Exercise directions:
Could you please return each line of the data that has the word "self"?

Records for the task:
PR #188, opened 2019-05-08
update_deps: make --clean-repo switch work in all cases

lunarpapillo:
--clean-repo right now will raise an exception if the repository
directory was not present.  This makes it work in all cases.

### DIFF
--- a/scripts/update_deps.py
+++ b/scripts/update_deps.py
@@ -343,7 +343,7 @@ class GoodRepo(object):
     def Checkout(self):
         print('Checking out {n} in {d}'.format(n=self.name, d=self.repo_dir))
         if self._args.do_clean_repo:
-            shutil.rmtree(self.repo_dir)
+            shutil.rmtree(self.repo_dir, ignore_errors=True)
         if not os.path.exists(os.path.join(self.repo_dir, '.git')):
             self.Clone()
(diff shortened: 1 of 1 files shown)


lunarpapillo:
So say the docs:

Exercise response:
     def Checkout(self):
         print('Checking out {n} in {d}'.format(n=self.name, d=self.repo_dir))
         if self._args.do_clean_repo:
-            shutil.rmtree(self.repo_dir)
+            shutil.rmtree(self.repo_dir, ignore_errors=True)
         if not os.path.exists(os.path.join(self.repo_dir, '.git')):
             self.Clone()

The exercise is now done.